Chère Camille Claudel,
Comme j'aurais aimé vous connaître, vous rencontrer ! Ne serait-ce qu'une seule fois. Cela
aurait très bien pu se faire lorsque votre frère Paul Claudel, mon grand-père, est allé vous voir
en 1943 à Montdevergues, un mois avant votre disparition. J'avais 5 ans et mon grand-père a
dû penser que j'étais trop petite pour affronter cette épreuve...

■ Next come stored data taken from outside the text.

PR #92, opened 2020-05-04
MGMT-705 Choose boot device for the installation, taking first one

tsorya:
This reverts commit 4149e2c731cbf602a2551d2d8c69efa6f9574d3e.

### DIFF
--- a/subsystem/cluster_test.go
+++ b/subsystem/cluster_test.go
@@ -98,8 +98,9 @@ var _ = Describe("Cluster tests", func() {
 
 var _ = Describe("system-test cluster install", func() {
 	var (
-		ctx     = context.Background()
-		cluster *models.Cluster
+		ctx           = context.Background()
+		cluster       *models.Cluster
+		validDiskSize = int64(128849018880)
 	)
 
 	AfterEach(func() {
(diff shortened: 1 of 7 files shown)


subsystem/cluster_test.go
```diff
@@ -98,8 +98,9 @@ var _ = Describe("Cluster tests", func() {
 
 var _ = Describe("system-test cluster install", func() {
 	var (
-		ctx     = context.Background()
-		cluster *models.Cluster
+		ctx           = context.Background()
+		cluster       *models.Cluster
+		validDiskSize = int64(128849018880)
```
filanov, line 103: how about adding a test with invalid disk size?

tsorya: how about not to do it? There is no point for it. This is the same as unitest no difference at all

filanov: it's not the same because here you test a full flow. 
you validate that all components are really used

tsorya: u just create same class and run same function, there is no difference. Current test case validates that validator insufficient is running. All other things are validated in unitest

filanov: no it's not, because it i create a dummy validation then the unit test will work the same but the system will not validate anything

C'est pour cela que j'entreprends aujourd'hui de vous écrire une très longue lettre que malheureusement
vous ne recevrez jamais comme ce fut le cas de toutes les lettres de correspondants,
amis et parents, qui ne vous ont jamais été remises à l'asile pendant ces trente interminables
années où vous viviez parmi les fous qui criaient, pleuraient, marmonnaient des phrases sans
queue ni tête, alors que vous aviez gardé un cerveau lucide malgré la persistance d'une «idée»
obsédante, amalgamée en vous comme une force en fusion. Cette «idée» a sournoisement envahi
votre intelligence et sclérosé votre flamboyante personnalité qui s'est peu à peu rouillée, réduite
à un souvenir. Pourtant quand je contemple votre visage sur la photo où vous êtes avec votre
amie Jessie, avec votre chapeau fatigué et votre manteau râpé, j'y surprends encore la lueur d'une
petite flamme qui dit :
Je suis toujours vivante, mes oeuvres parlent, elles entretiennent une complicité
avec le fruit d'un art vécu qui s'insurge contre la vilenie des hommes, un
art vécu intimement, dont l'expression est naturellement adéquate.
Vous ne lirez jamais cette lettre parce que vous avez quitté ce monde il y a 69 ans, mais
il me tenait à coeur de vous conter mon parcours en votre compagnie, depuis une quarantaine
d'années. Votre vie a été un roman, une épopée, dites-vous, comme Napoléon dans son Mémorial
à Sainte-Hélène, digne d'Homère. La mienne, entraînée par la vôtre, a été une succession de
découvertes, de joies, de déconvenues et parfois de grandes peines.